Pythagoras Theorem

Definition: In a right-angled triangle, the square of the hypotenuse is equal to the sum of the squares of the other two sides.

Hypotenuse² = Base² + Perpendicular²

In symbolic form, if the sides are a, b (legs) and c (hypotenuse):

c² = a² + b²

Where:

• c = hypotenuse (longest side, opposite the 90° angle)
• a = one leg (base or perpendicular)
• b = the other leg

Important:

• The hypotenuse is always the longest side of a right-angled triangle.
• The theorem does NOT apply to non-right-angled triangles.
• The converse: if c² = a² + b² for a triangle with sides a, b, c, the angle opposite c is 90°.

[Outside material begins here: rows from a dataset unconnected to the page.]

Issue #542, opened 2020-05-17
module 'appium.webdriver' has no attribute 'Remote'


refaelsh:
## The problem

I have the same issue as this: https://github.com/appium/python-client/issues/476.
His solution is not applicable to my case.

Here is the shortest possible code that reproduces the issue:

```
from appium import webdriver

driver = webdriver.Remote('http://localhost:4723/wd/hub', [])
```

The result is like this:

```
C:\Python36\python.exe C:/Users/rsheink/PycharmProjects/untitled/bla.py
Traceback (most recent call last):
  File "C:/Users/rsheink/PycharmProjects/untitled/bla.py", line 3, in <module>
    driver = webdriver.Remote('http://localhost:4723/wd/hub', [])
AttributeError: module 'appium.webdriver' has no attribute 'Remote'

Process finished with exit code 1
```

Please help :-)

GlennJC:
@refaelsh Can you confirm what version of the Appium Python client you are using? 

Did a new install this morning and got v1.0.0. From what I can see so far, there is something broken in this release. Code that has been working for months completely stopped. There is no webdriver.Remote (same issue you are having), and the common namespace has completely disappeared (I stopped looking at that point). Went back to v0.52 and everything is working again.

I'm using Python 3.8.2

Aderlx:
what's wrong with v1.00?

GlennJC:
> 
> 
> what's wrong with v1.00?

Its in my message, however consider the following code that passes validation under 0.52:

``` python
from appium import webdriver
from appium.webdriver.common.mobileby import MobileBy

desired_caps = {"app": "Microsoft.WindowsCalculator_8wekyb3d8bbwe!App"}
driver = webdriver.Remote(
    command_executor='http://127.0.0.1:4723',
    desired_capabilities=desired_caps)

control = (MobileBy.ACCESSIBILITY_ID, 'MenuItemsHost')
```

When run under 0.52, works fine.  Under v1.0.0..

```
C:\Testing>python appium_test.py
Traceback (most recent call last):
  File "appium_test.py", line 2, in <module>
    from appium.webdriver.common.mobileby import MobileBy
ModuleNotFoundError: No module named 'appium.webdriver.common'

Traceback (most recent call last):
  File "appium_test.py", line 5, in <module>
    driver = webdriver.Remote(
AttributeError: module 'appium.webdriver' has no attribute 'Remote'
```

[...]

PR #547, opened 2020-05-18
chore: add checking package file count comparison in release script

KazuCocoa:
It help to prevent broken package like https://github.com/appium/python-client/issues/542 without any expensive process.

### DIFF
--- a/script/release.py
+++ b/script/release.py
@@ -13,6 +13,7 @@
 # limitations under the License.
 """Release script to publish release module to pipy."""
 
+import glob
 import io
 import os
 import shutil
@@ -115,27 +116,30 @@ def build() -> None:
 
 
 def get_py_files_in_dir(root_dir: str) -> List[str]:
-    _files = []
-    for (dir_path, _dirs, files) in os.walk(root_dir):
-        for file_name in files:
-            _, file_extension = os.path.splitext(file_name)
-            if file_extension in ['.py', '.typed']:
-                _files.append(os.path.join(dir_path, file_name))
-    base_dir_path_count = len(root_dir)
-    return [_file[base_dir_path_count:] for _file in _files]
+    return [
+        file_path[len(root_dir):]
+        for file_path in glob.glob(f"{root_dir}/**/*.py", recursive=True) + glob.glob(f"{root_dir}/**/*.typed", recursive=True)
+    ]
 
 
-def compare_file_count_in_package() -> None:
+def assert_files_count_in_package() -> None:
     original_files = get_py_files_in_dir(APPIUM_DIR_PATH)
     built_files = get_py_files_in_dir(BUILT_APPIUM_DIR_PATH)
+
+    print(len(original_files))
+    print(len(built_files))
+
     if len(original_files) != len(built_files):
         print(f"The count of files in '{APPIUM_DIR_PATH}' and '{BUILT_APPIUM_DIR_PATH}' were different.")
 
-        diff = set(original_files).difference(set(built_files))
-        if diff != set():
+        original_files_set = set(original_files)
+        built_files_set = set(built_files)
+
+        diff = original_files_set.difference(built_files_set)
+        if diff:
             print(f"'{APPIUM_DIR_PATH}' has '{diff}' files than {BUILT_APPIUM_DIR_PATH}")
-        diff = set(built_files).difference(set(original_files))
-        if diff != set():
+        diff = built_files_set.difference(original_files_set)
+        if diff:
             print(f"{BUILT_APPIUM_DIR_PATH} has {diff} files than {APPIUM_DIR_PATH}")
 
         exit(f"Python files in '{BUILT_APPIUM_DIR_PATH}' may differ from '{APPIUM_DIR_PATH}'. "
@@ -151,7 +155,7 @@ def main():
     update_version_file(new_version)
 
     build()
-    compare_file_count_in_package()
+    assert_files_count_in_package()
 
     ensure_publication(new_version)
 
--- a/script/release.py
+++ b/script/release.py
@@ -15,10 +15,14 @@
 
 import io
 import os
+import shutil
 import sys
 
 VERSION_FILE_PATH = os.path.join(os.path.dirname('__file__'), 'appium', 'version.py')
 CHANGELOG_PATH = os.path.join(os.path.dirname('__file__'), 'CHANGELOG.rst')
+
+APPIUM_DIR_PATH = os.path.join(os.path.dirname('__file__'), 'appium')
+BUILT_APPIUM_DIR_PATH = os.path.join(os.path.dirname('__file__'), 'build', 'lib', 'appium')
 
 MESSAGE_RED = '\033[1;31m{}\033[0m'
 MESSAGE_GREEN = '\033[1;32m{}\033[0m'
@@ -101,6 +105,26 @@ def validate_release_env():
         exit("Please get twine via 'pip install gitchangelog' or 'pip install git+git://github.com/vaab/gitchangelog.git' for Python 3.7")
 
 
+def build():
+    shutil.rmtree(BUILT_APPIUM_DIR_PATH, ignore_errors=True)
+    os.system('{} setup.py install'.format(os.getenv('PYTHON_BIN_PATH')))
+
+
+def compare_file_count():
+    def _get_py_files(root_dir):
+        return_files = []
+        for (dir_path, _dirs, files) in os.walk(root_dir):
+            for file_name in files:
+                _, file_extension = os.path.splitext(file_name)
+                if file_extension in ['.py', '.typed']:
+                    return_files.append('{}/{}'.format(dir_path, file_name))
+        return return_files
+
+    original_files = _get_py_files(APPIUM_DIR_PATH)
+    built_files = _get_py_files(BUILT_APPIUM_DIR_PATH)
+    return len(original_files) - 1 == len(built_files)
+
+
 def main():
     validate_release_env()
 
@@ -108,6 +132,11 @@ def main():
     new_version = get_new_version()
 
     update_version_file(new_version)
+
+    build()
+    if not compare_file_count():
+        exit("Python files in 'build/lib/appium' directory may differ from 'appium'. "
+             "Please make sure setup.py package section is expected.")
 
     ensure_publication(new_version)
 
--- a/script/release.py
+++ b/script/release.py
@@ -16,6 +16,7 @@
 import io
 import os
 import shutil
+import subprocess
 import sys
 from typing import List
 
@@ -108,7 +109,9 @@ def validate_release_env():
 
 def build() -> None:
     shutil.rmtree(BUILT_APPIUM_DIR_PATH, ignore_errors=True)
-    os.system('{} setup.py install'.format(os.getenv('PYTHON_BIN_PATH')))
+    status, output = subprocess.getstatusoutput('{} setup.py install'.format(os.getenv('PYTHON_BIN_PATH')))
+    if status != 0:
+        exit(f'Failed to build the package:\n{output}')
 
 
 def get_py_files_in_dir(root_dir: str) -> List[str]:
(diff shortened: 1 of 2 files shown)


script/release.py
```diff
@@ -101,6 +105,31 @@ def validate_release_env():
...
+
+
+def compare_file_count():
+    def _get_py_files(root_dir):
+        return_files = []
+        for (dir_path, _dirs, files) in os.walk(root_dir):
+            for file_name in files:
+                _, file_extension = os.path.splitext(file_name)
+                if file_extension in ['.py', '.typed']:
+                    return_files.append('{}/{}'.format(dir_path, file_name))
```
mykola-mokhnach, line 120: use os.path.join

script/release.py
```diff
@@ -101,6 +105,31 @@ def validate_release_env():
...
 
 
+def build():
+    shutil.rmtree(BUILT_APPIUM_DIR_PATH, ignore_errors=True)
+    os.system('{} setup.py install'.format(os.getenv('PYTHON_BIN_PATH')))
+
+
+def compare_file_count():
+    def _get_py_files(root_dir):
+        return_files = []
```
mykola-mokhnach, line 115: matched_paths

script/release.py
```diff
@@ -101,6 +105,31 @@ def validate_release_env():
         exit("Please get twine via 'pip install gitchangelog' or 'pip install git+git://github.com/vaab/gitchangelog.git' for Python 3.7")
 
 
+def build():
+    shutil.rmtree(BUILT_APPIUM_DIR_PATH, ignore_errors=True)
+    os.system('{} setup.py install'.format(os.getenv('PYTHON_BIN_PATH')))
+
+
+def compare_file_count():
+    def _get_py_files(root_dir):
```
mykola-mokhnach, line 114: I'd rather move this function to the top module level

script/release.py
```diff
@@ -101,6 +105,31 @@ def validate_release_env():
...
+        return_files = []
+        for (dir_path, _dirs, files) in os.walk(root_dir):
+            for file_name in files:
+                _, file_extension = os.path.splitext(file_name)
+                if file_extension in ['.py', '.typed']:
+                    return_files.append('{}/{}'.format(dir_path, file_name))
+        return return_files
+
+    original_files = _get_py_files(APPIUM_DIR_PATH)
+    built_files = _get_py_files(BUILT_APPIUM_DIR_PATH)
```
mykola-mokhnach, line 124: we probably don't have to return file names, paths, but only counts

script/release.py
```diff
@@ -101,6 +105,31 @@ def validate_release_env():
         exit("Please get twine via 'pip install gitchangelog' or 'pip install git+git://github.com/vaab/gitchangelog.git' for Python 3.7")
 
 
+def build():
+    shutil.rmtree(BUILT_APPIUM_DIR_PATH, ignore_errors=True)
+    os.system('{} setup.py install'.format(os.getenv('PYTHON_BIN_PATH')))
+
+
+def compare_file_count():
```
mykola-mokhnach, line 113: consider using typing

script/release.py
```diff
@@ -101,6 +105,31 @@ def validate_release_env():
...
+        for (dir_path, _dirs, files) in os.walk(root_dir):
+            for file_name in files:
+                _, file_extension = os.path.splitext(file_name)
+                if file_extension in ['.py', '.typed']:
+                    return_files.append('{}/{}'.format(dir_path, file_name))
+        return return_files
+
+    original_files = _get_py_files(APPIUM_DIR_PATH)
+    built_files = _get_py_files(BUILT_APPIUM_DIR_PATH)
+    if len(original_files) != len(built_files):
```
mykola-mokhnach, line 125: I'd rather check that original files count <= built files count

script/release.py
```diff
@@ -101,6 +105,31 @@ def validate_release_env():
...
+        print("The count of files in 'build/lib/appium' and 'appium' were different. "
+              "'appium': {},\n 'build/lib/appium': {}".format(original_files, built_files))
```
mykola-mokhnach, line 127: consider using python format strings

script/release.py
mykola-mokhnach: this function is expected to throw an exception in case of failure. Consider renaming it to `is_...` if it is supposed to return boolean

script/release.py
```diff
@@ -109,6 +138,11 @@ def main():
 
     update_version_file(new_version)
 
+    build()
+    if not compare_file_count():
+        exit("Python files in 'build/lib/appium' directory may differ from 'appium'. "
+             "Please make sure setup.py package section is expected.")
```
mykola-mokhnach, line 144: Please make sure `setup.py` is configured properly

script/release.py
KazuCocoa: I considered which was better, but wanted to check the list when some packages was missed. The listed error message helped me to see the diff in #542 case. No strong opinion, but I won't write the similar code to get files when error happens for now. (Current count is not so huge like over 100)

script/release.py
KazuCocoa: yeah, I also thought so, but for now, the count should be the same.
We can relax/tweak it when we get a situation they becomes different

script/release.py
mykola-mokhnach: makes sense. In such case I'd consider returning sets instead and only show the actual difference between these sets (using `difference` helper)

script/release.py
```diff
@@ -101,6 +106,32 @@ def validate_release_env():
         exit("Please get twine via 'pip install gitchangelog' or 'pip install git+git://github.com/vaab/gitchangelog.git' for Python 3.7")
 
 
+def build() -> None:
+    shutil.rmtree(BUILT_APPIUM_DIR_PATH, ignore_errors=True)
+    os.system('{} setup.py install'.format(os.getenv('PYTHON_BIN_PATH')))
```
mykola-mokhnach, line 111: consider used subprocess module to start processes

script/release.py
```diff
@@ -101,6 +106,32 @@ def validate_release_env():
...
+
+
+def _get_py_files(root_dir: str) -> List[str]:
```
mykola-mokhnach, line 114: underscores are not necessary

script/release.py
```diff
@@ -101,6 +106,32 @@ def validate_release_env():
...
+            if file_extension in ['.py', '.typed']:
+                _files.append(os.path.join(dir_path, file_name))
+    return _files
+
+
+def has_same_file_count_original_built() -> bool:
+    original_files = _get_py_files(APPIUM_DIR_PATH)
+    built_files = _get_py_files(BUILT_APPIUM_DIR_PATH)
+    if len(original_files) != len(built_files):
+        print("The count of files in 'build/lib/appium' and 'appium' were different. "
```
mykola-mokhnach, line 128: I'd rather put variables here instead of hardcoded folder paths

script/release.py
```diff
@@ -109,6 +140,11 @@ def main():
 
     update_version_file(new_version)
 
+    build()
+    if not has_same_file_count_original_built():
+        exit("Python files in 'build/lib/appium' directory may differ from 'appium'. "
```
mykola-mokhnach, line 145: ⬆️

script/release.py
KazuCocoa: Good idea

script/release.py
```diff
@@ -108,28 +109,37 @@ def validate_release_env():
...
     shutil.rmtree(BUILT_APPIUM_DIR_PATH, ignore_errors=True)
-    os.system('{} setup.py install'.format(os.getenv('PYTHON_BIN_PATH')))
+    status, output = subprocess.getstatusoutput('{} setup.py install'.format(os.getenv('PYTHON_BIN_PATH')))
+    if status != 0:
+        exit(f'Failed to build the package:\n{output}')
 
 
-def _get_py_files(root_dir: str) -> List[str]:
+def get_py_files_in_dir(root_dir: str) -> List[str]:
     _files = []
```
mykola-mokhnach, line 118: please remove all these starting underscores

script/release.py
```diff
@@ -108,28 +109,37 @@ def validate_release_env():
...
+    built_files = get_py_files_in_dir(BUILT_APPIUM_DIR_PATH)
     if len(original_files) != len(built_files):
-        print("The count of files in 'build/lib/appium' and 'appium' were different. "
-              f"'appium': {original_files},\n 'build/lib/appium': {built_files}")
-        return False
+        print(f"The count of files in '{APPIUM_DIR_PATH}' and '{BUILT_APPIUM_DIR_PATH}' were different.")
 
-    return True
+        diff = set(original_files).difference(set(built_files))
+        if diff != set():
```
mykola-mokhnach, line 135: simply `if diff`. Empty set is considered falsy

script/release.py
```diff
@@ -108,28 +109,37 @@ def validate_release_env():
...
+            print(f"'{APPIUM_DIR_PATH}' has '{diff}' files than {BUILT_APPIUM_DIR_PATH}")
+        diff = set(built_files).difference(set(original_files))
+        if diff != set():
```
mykola-mokhnach, line 138: ⬆️

script/release.py
```diff
@@ -108,28 +109,37 @@ def validate_release_env():
...
-        print("The count of files in 'build/lib/appium' and 'appium' were different. "
-              f"'appium': {original_files},\n 'build/lib/appium': {built_files}")
-        return False
+        print(f"The count of files in '{APPIUM_DIR_PATH}' and '{BUILT_APPIUM_DIR_PATH}' were different.")
 
-    return True
+        diff = set(original_files).difference(set(built_files))
+        if diff != set():
+            print(f"'{APPIUM_DIR_PATH}' has '{diff}' files than {BUILT_APPIUM_DIR_PATH}")
+        diff = set(built_files).difference(set(original_files))
```
mykola-mokhnach, line 137: both sets could be precalculated

script/release.py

Proof of Pythagoras Theorem (using similar triangles):

Given: ▵ABC is right-angled at B, with AB = a, BC = b, and AC = c (hypotenuse).

To prove: c² = a² + b²

Construction: Draw BD perpendicular to AC, where D lies on AC.

Proof:

1. In ▵ABC and ▵ADB:
   • ∠A is common
   • ∠ABC = ∠ADB = 90°
   By AA similarity: ▵ABC ~ ▵ADB
   Therefore: AB/AD = AC/AB ⇒ AB² = AD × AC ⇒ a² = AD × c ... (i)
2. In ▵ABC and ▵BDC:
   • ∠C is common
   • ∠ABC = ∠BDC = 90°
   By AA similarity: ▵ABC ~ ▵BDC
   Therefore: BC/DC = AC/BC ⇒ BC² = DC × AC ⇒ b² = DC × c ... (ii)
3. Adding (i) and (ii):
   • a² + b² = AD × c + DC × c
   • a² + b² = c(AD + DC)
   • a² + b² = c × c (since AD + DC = AC = c)
   • a² + b² = c²

Hence proved. ◻

Classifying triangles using the Pythagoras relationship:

1. Right-angled triangle

• If c² = a² + b², the triangle is right-angled at the vertex opposite the longest side c.
• The Pythagoras Theorem applies directly.

2. Acute-angled triangle

• If c² < a² + b² (where c is the longest side), all angles are less than 90°.
• The Pythagoras Theorem does not hold, but the inequality helps classify the triangle.

3. Obtuse-angled triangle

• If c² > a² + b² (where c is the longest side), the angle opposite c is greater than 90°.
• The Pythagoras Theorem does not hold for this triangle type.

4. Pythagorean triplets

• Sets of three positive integers (a, b, c) satisfying a² + b² = c².
• If (a, b, c) is a triplet, then (ka, kb, kc) is also a triplet for any positive integer k.
• Primitive triplets have GCD(a, b, c) = 1.

5. Converse of Pythagoras Theorem

• If a triangle has sides a, b, c with c² = a² + b², then the triangle is right-angled.
• This converse is used to verify whether a given triangle is right-angled.

Applications of Pythagoras Theorem:

• Construction and architecture: Builders use the 3-4-5 rule to verify right angles at corners of buildings, rooms, and foundations.
• Navigation: Pilots and sailors calculate the shortest distance (displacement) between two points after travelling along perpendicular directions.
• Coordinate geometry: The distance formula between two points is a direct application of the theorem.
• Height and distance problems: Finding the height of towers, buildings, and poles when the shadow length and line of sight are known.
• Diagonal calculations: Finding diagonals of rectangles, squares, cuboids, and other geometric shapes.
• Surveying and mapping: Surveyors use the theorem to measure inaccessible distances by creating right triangles.
• Physics: Resolving forces and velocities into perpendicular components uses the Pythagorean relationship.
• Computer graphics: Calculating pixel distances on screen relies on the theorem in the coordinate plane.